While I’m blabbing about my childhood influences, I might as well confess my childhood TV addictions. Because I think they also influenced my desire to become a writer. And my tendency to write humorous/comedy. Even when I’m writing emotional contemporary romance, I like my characters to possess healthy senses of humor. At least one of them, anyway. The other one can be serious. I’m flexible like that.
I tend to believe I’m one of those writers who was born a writer—or at least a reader. I learned to read early (aged 4, so family legend goes), and once I started reading, I couldn’t stop. Yes, we had TV, but for years we had one, maybe two channels. And neither of those channels was dedicated to children, let me tell you! (“Let me tell you!” is something my grandfather used to say all the time, so when I say it, I think of him, let me tell you). Oh, we had a couple of Canadian children’s television shows, like The Friendly Giant and Mr. Dress-Up. And we had The Walt Disney Show on Sunday nights. If we kids were good, we were allowed to watch The Ed Sullivan Show following Disney. And Ed had that little mouse who told jokes and made everyone laugh and feel good about themselves.
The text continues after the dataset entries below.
PR #822, opened 2026-07-03
Use a match statement to dispatch on gherkin Child fields

Pierre-Sassoulas:
Opinionated change following #821. A gherkin Child has exactly one of background/rule/scenario set; class patterns make that dispatch explicit and replace the truthiness checks with type matching.

### DIFF
--- a/src/pytest_bdd/parser.py
+++ b/src/pytest_bdd/parser.py
@@ -4,11 +4,10 @@ import copy
 import os.path
 import re
 import textwrap
+import warnings
 from collections import OrderedDict
 from collections.abc import Generator, Iterable, Mapping, Sequence
 from dataclasses import dataclass, field
-
-from typing_extensions import assert_never
 
 from .exceptions import StepError
 from .gherkin_parser import Background as GherkinBackground
@@ -501,12 +500,14 @@ class FeatureParser:
                     self._parse_and_add_rule(rule, feature)
                 case GherkinScenario() as scenario:
                     self._parse_and_add_scenario(scenario, feature)
-                case None:  # pragma: no cover
-                    # An empty Child (a child kind newer than this gherkin version);
-                    # skip it, like unknown children were skipped before the match.
-                    pass
-                case unreachable:  # pragma: no cover
-                    assert_never(unreachable)
+                case _:
+                    # An empty Child, or a child kind newer than this gherkin version;
+                    # skip it and warn instead of crashing, to keep working against
+                    # future gherkin releases that add new child types.
+                    warnings.warn(
+                        f"Unknown gherkin child skipped in {self.rel_filename!r}; consider upgrading pytest-bdd.",
+                        stacklevel=2,
+                    )
 
         return feature
 
--- a/src/pytest_bdd/parser.py
+++ b/src/pytest_bdd/parser.py
@@ -8,9 +8,11 @@ from collections import OrderedDict
 from collections.abc import Generator, Iterable, Mapping, Sequence
 from dataclasses import dataclass, field
 
+from typing_extensions import assert_never
+
 from .exceptions import StepError
 from .gherkin_parser import Background as GherkinBackground
-from .gherkin_parser import Child, DataTable, GherkinDocument, get_gherkin_document
+from .gherkin_parser import DataTable, GherkinDocument, get_gherkin_document
 from .gherkin_parser import Feature as GherkinFeature
 from .gherkin_parser import Rule as GherkinRule
 from .gherkin_parser import Scenario as GherkinScenario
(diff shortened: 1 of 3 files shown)


src/pytest_bdd/parser.py
```diff
@@ -492,12 +492,13 @@ def parse(self) -> Feature:
...
 
         for child in feature_data.children:
-            if child.background:
-                feature.background = self.parse_background(child.background)
-            elif child.rule:
-                self._parse_and_add_rule(child.rule, feature)
-            elif child.scenario:
-                self._parse_and_add_scenario(child.scenario, feature)
+            match child:
+                case Child(background=GherkinBackground() as background):
```
youtux: Is it needed the `as foo` part?

tests/parser/test_parser.py
```diff
@@ -851,3 +853,35 @@ def test_parser():
...
+    )
+
+    real_get_gherkin_document = parser_module.get_gherkin_document
+
+    def get_gherkin_document_with_unknown_child(abs_filename: str, encoding: str = "utf-8") -> GherkinDocument:
+        document = real_get_gherkin_document(abs_filename, encoding)
+        document.feature.children.append(Child())
+        return document
+
+    monkeypatch.setattr(parser_module, "get_gherkin_document", get_gherkin_document_with_unknown_child)
```
youtux: Do we really need to mock? Not clear to me what's going on and why we need this, and how it relates to the change made

youtux (changes requested):

tests/parser/test_parser.py
Pierre-Sassoulas: It's done in order to cover all the code branches to make codecov happy. With current gherkin code never produce a Child with none of background/rule/scenario set, so no real .feature file can exercise the fall-through branch. (I can drop it if you want)

src/pytest_bdd/parser.py
Pierre-Sassoulas: The class pattern GherkinBackground() only tests the type, it doesn't bind. We could use child.background though.

Pierre-Sassoulas: But it creates complication for type checkers usually.

src/pytest_bdd/parser.py
```diff
@@ -492,12 +492,13 @@ def parse(self) -> Feature:
         )
 
         for child in feature_data.children:
-            if child.background:
-                feature.background = self.parse_background(child.background)
-            elif child.rule:
-                self._parse_and_add_rule(child.rule, feature)
-            elif child.scenario:
-                self._parse_and_add_scenario(child.scenario, feature)
+            match child:
```
youtux: Can we have a `case _ as unreachable: assert_never(unreachable)`?

https://typing.python.org/en/latest/guides/unreachable.html

youtux (changes requested):

youtux:
If we adopt the assert_never suggestion, we shouldn't need the test, as mypy would cover it

Pierre-Sassoulas:
mypy doesn't understand it (yet?) sadly. ``child.background or child.rule or child.scenario`` gives mypy ``Background | Rule | Scenario | None`` so I had to handle the None too.

src/pytest_bdd/parser.py
```diff
@@ -492,12 +494,19 @@ def parse(self) -> Feature:
...
+                    feature.background = self.parse_background(background)
+                case GherkinRule() as rule:
+                    self._parse_and_add_rule(rule, feature)
+                case GherkinScenario() as scenario:
+                    self._parse_and_add_scenario(scenario, feature)
+                case None:  # pragma: no cover
+                    # An empty Child (a child kind newer than this gherkin version);
+                    # skip it, like unknown children were skipped before the match.
+                    pass
+                case unreachable:  # pragma: no cover
```
youtux: Although I wonder, if they add new types, maybe we should gracefully ignore them, but add a warning message? But our CI wouldn’t break so we wouldn’t really see it… but i think maybe it’s for the best, so that we have less maintenance burden.

Pierre-Sassoulas: Yeah, I think the warning message make sense. If it triggers it's going to be a lot of duplicate issue opened, but it's probably going to be duplicate issue in any case, just less obvious. Let me know if I should add it

youtux: Yeah I'd say to remove the assert_never and instead have a catch-all case that emits a warning

tests/parser/test_parser.py
youtux: ~Can we test that we emit a warning  now?~ Also, let's use unittest.patch.object instead, in context manager mode (with-statement)

Pierre-Sassoulas: I did that in the latest commit, the coverage is still not green tough, I can ivnestigate if you want.

src/pytest_bdd/parser.py
```diff
@@ -492,12 +493,21 @@ def parse(self) -> Feature:
...
+                    self._parse_and_add_rule(rule, feature)
+                case GherkinScenario() as scenario:
+                    self._parse_and_add_scenario(scenario, feature)
+                case _:
+                    # An empty Child, or a child kind newer than this gherkin version;
+                    # skip it and warn instead of crashing, to keep working against
+                    # future gherkin releases that add new child types.
+                    warnings.warn(
+                        f"Unknown gherkin child skipped in {self.rel_filename!r}; consider upgrading pytest-bdd.",
+                        stacklevel=2,
```
youtux, line 509: Why?

tests/parser/test_parser.py
```diff
@@ -851,3 +856,36 @@ def test_parser():
...
+
+    real_get_gherkin_document = parser_module.get_gherkin_document
+
+    def get_gherkin_document_with_unknown_child(abs_filename: str, encoding: str = "utf-8") -> GherkinDocument:
+        document = real_get_gherkin_document(abs_filename, encoding)
+        document.feature.children.append(Child())
+        return document
+
+    with patch.object(parser_module, "get_gherkin_document", get_gherkin_document_with_unknown_child):
+        with pytest.warns(UserWarning, match="Unknown gherkin child"):
```
youtux, line 887: No need for a nested with, we can have 2 context managers in the same with-statement

PR #825, opened 2026-07-05
feat: use scenarios() shortcut in code generation template (take 2)

### LINKED ISSUE #535: Scenario generation should use `scenarios` shortcut

Pierre-Sassoulas:
Re-applies #796 (reverted in #824 because it was merged before review comments were addressed), with @youtux's review comments addressed:

- **`features` vs `scenarios` var**: kept the fix from the original PR — the template iterates over `features` directly.
- **Template block placement**: the `<% feature_paths = ... %>` computation now sits right before the loop that uses it, inside the `% if features:` block, instead of at the top of the file ([comment](https://github.com/pytest-dev/pytest-bdd/pull/796#discussion_r2927044049)).
- **Idempotency** ([comment](https://github.com/pytest-dev/pytest-bdd/pull/796#issuecomment-4886573785)): yes, it is preserved, and now covered by a test (`test_generate_is_idempotent`):
  - invoking the autogen script twice yields byte-identical output (`feature_paths` is a `sorted(set(...))`, so deterministic);
  - applying the generated code twice to the same module does not duplicate tests, because `scenarios()` skips scenarios already bound in the caller module.

Also adds the changelog entry that was missing from the original PR.

Original work by @toroleapinc.

Closes #535


src/pytest_bdd/templates/test.py.mak
```diff
@@ -3,20 +3,20 @@
...
 )
 
-
-% endif
-% for scenario in sorted(scenarios, key=lambda scenario: scenario.name):
-@scenario('${scenario.feature.rel_filename}', ${ make_string_literal(scenario.name)})
-def test_${ make_python_name(scenario.name)}():
-    ${make_python_docstring(scenario.name)}
+<%
+    feature_paths = sorted(set(f.rel_filename for f in features))
```
youtux, line 12: This can be inlined

tests/scripts/test_generate.py
```diff
@@ -157,6 +151,37 @@ def _():
...
+                    Given I have a step
+
+                Scenario: Second scenario
+                    Given I have a step
+            """
+        ),
+    )
+
+    first = pytester.run("pytest-bdd", "generate", "idempotency.feature")
+    second = pytester.run("pytest-bdd", "generate", "idempotency.feature")
```
youtux, line 176: Oh I thought this script was writing to a file... if not then this test is irrelevant

PR #827, opened 2026-07-26
fix: avoid deprecated nodeid argument to _register_fixture

### LINKED ISSUE #823: Deprecation warnings with pytest 9.1.1 and python 3.14.0
Image

We ran into deprecation warnings

`Passing nodeid to _register_fixture is deprecated. Pass node instead for fixture scoping.`

`pytest_bdd/compat.py:28 | PytestRemovedIn10Warning`

`_pytest/fixtures.py:1986 | PytestRemovedIn10Warning`

Sanjays2402:
Closes #823

`inject_fixture` calls `FixtureManager._register_fixture(nodeid=...)`, which pytest 9.1 deprecated in favour of `node=`, so every scenario using a `target_fixture` emits `PytestRemovedIn10Warning` (and fails outright in suites that error on deprecation warnings). Now passes `node=request.node` on pytest >= 9.1 and keeps `nodeid` on older versions, matching the existing version-branching in `compat.py`.

Regression test added in `tests/steps/test_given.py`; it fails on master and passes with the fix. Full suite is unchanged on pytest 9.1, and `tests/steps` + `tests/feature` still pass on pytest 9.0.


youtux (dismissed):

Sanjays2402:
Closed the patch-coverage gap Codecov flagged on compat.py: added tests/test_compat.py with direct unit tests for both version branches of inject_fixture — node= on pytest 9.1+ and the legacy nodeid= path (via a mocked pytest_version, since no CI job runs pytest < 9.1). Both pass locally along with the existing given-injection regression test.

youtux:
can you add pytest 9.1 to the `tox.ini` matrix and delete the tests you added? it should fail without your fix right?

PR #807, opened 2026-04-24
Show scenario tags in gherkin terminal reporter

baobaodawang-creater:
Adds scenario tag output to the gherkin terminal reporter when tags are present.

This prints tags in the requested format, for example:

(tags: R1.1, R1.2)

The change only affects tagged scenarios. Untagged scenarios keep the existing output.

Tests added:
- tagged scenario output for -v
- tagged scenario output for -vv
- guard that untagged scenario output does not include a tags line

Validation:
- python -m pytest tests/feature/test_gherkin_terminal_reporter.py -q --maxfail=1
- python -m pytest tests/feature -q --maxfail=1

Closes #476

PR #830, opened 2026-09-06
Display scenario tags in gherkin terminal reporter

### LINKED ISSUE #476: print tags in gherkin-terminal-reporter

ryux1:
Closes #476.

Scenario tags are already serialized into the report context, but the Gherkin terminal reporter never renders them. This adds a small shared writer and emits `(tags: ...)` after the scenario result in both verbose modes. Untagged scenario output remains unchanged.

Validation:
- `pytest -q`: 144 passed, 1 skipped
- focused reporter suite: 16 passed
- Ruff check and format on the changed Python files
- MyPy: clean across 18 source files

The repository-wide Ruff run still reports the pre-existing `ISC004` finding in `tests/generation/test_generate_missing.py:80`; this PR does not touch that file.


ryux1:
Closing as a duplicate. I missed the existing #807 and #477 because my initial search was limited to references to issue #476. Sorry for the noise; the existing contributors should retain ownership of this work.

PR #948, opened 2023-12-20
Fix Github environment variables for runs in container

chvima:
There is an issue in Github Actions runner, described here:
https://github.com/actions/runner/issues/2058

In summary, if the action is run in container, the variables github.workspace and similar doesn't correspond to a path inside the container. This can be fixed by using environment variables instead.

Tested this fork on my workflows in a container.

### DIFF
--- a/action.yml
+++ b/action.yml
@@ -273,11 +273,11 @@ runs:
         NO_BACKEND: ${{ inputs.no-backend }}
         DEBUG: 'true'
       run: |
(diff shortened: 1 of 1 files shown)


motatoes:
Thanks @chvima for the contribution! I'll do a quick test and merge if no issues

motatoes (approved):

chvima:
thank you! looking forward to the next release

PR #1040, opened 2024-01-12
Fix execution when using http backends

sikha-root:
This PR updates the Digger github action so that it doesn't attempt to switch workspaces when it's unnecessary.
(i.e. terraform workspace is already "default", there's no need to attempt to switch to it.)

Reason being is that the [HTTP backend](https://developer.hashicorp.com/terraform/language/settings/backends/http) in Terraform/OpenTofu does not currently support workspaces:

https://github.com/hashicorp/terraform/issues/26797
https://github.com/opentofu/opentofu/issues/317

Attempting to use any workspace commands gives an error:

```
# terraform workspace list
workspaces not supported
```

which in turn was causing Digger to fail:

```
Running command: terraform [workspace list]
Error: exit status 1
Fatal: Error terraform switch to workspace <nil>
Failed to run digger plan command. error running init: exit status 1
Failed to run commands. error while running command: Failed to run digger plan command. error running init: exit status 1
```

### DIFF
--- a/cli/pkg/core/terraform/opentofu.go
+++ b/cli/pkg/core/terraform/opentofu.go
@@ -24,10 +24,12 @@ func (tf OpenTofu) Init(params []string, envs map[string]string) (string, string
 }
 
 func (tf OpenTofu) Apply(params []string, plan *string, envs map[string]string) (string, string, error) {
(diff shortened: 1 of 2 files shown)


motatoes:
Thanks for the PR @sikha-root !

My father loved The Red Skelton Show. I watched and loved it, too. And so comedy seeped its way into my veins.
No one could top Red for me until The Carol Burnett Show happened along. I LOVED Carol Burnett. She was funny, too. Especially her pitiful Eunice character. Tragic and sad, yet, in the midst of all that dysfunction, laugh-out-loud funny. Suddenly, funny seemed so natural to me. When you’re shy as a child, humor is a great way to break out of your shell. Every once in a while I run across someone who tells me I was shy when they first met me. Usually, they just tell me I was weird.
Well, I was raised on Topo Gigio, Red Skelton, and Carol Burnett, with a healthy dose of Bugs Bunny and Grover from Sesame Street thrown in (I didn’t discover Grover until I was 15—long story involving a coveted color television set and my high school that year being on split shift and not starting until afternoon).
And people wonder why I’m a bit odd. Now you know.
Except for Sesame Street, which came after my time, it sounds like we watched the same shows. Carol Burnett was brilliant! I caught a bit of the old Bob Newhart show last night, his first one. He and his TV wife were in bed sick, and not a lot was happening, but it was FUNNY! I was sorry I missed the episode.
Hi Edie,
At 15, I should not have been watching Sesame Street! But we’d never had a colour television before and it was the only thing ON TV before my high school in grade ten afternoon split shift began. I fell in love with Grover, and a close friend fell in love with the Count. “Channeling” for my Grover hand puppet in university, in retrospect, unleashed a boatload of creativity.
Thank you for mentioning Bob Newhart. I’d forgotten about his show. I didn’t watch it regularly, but I super enjoyed it. And then the later Bob Newhart show set in New England was wonderful. Of course, Bob on Carol Burnett was always a treat, too.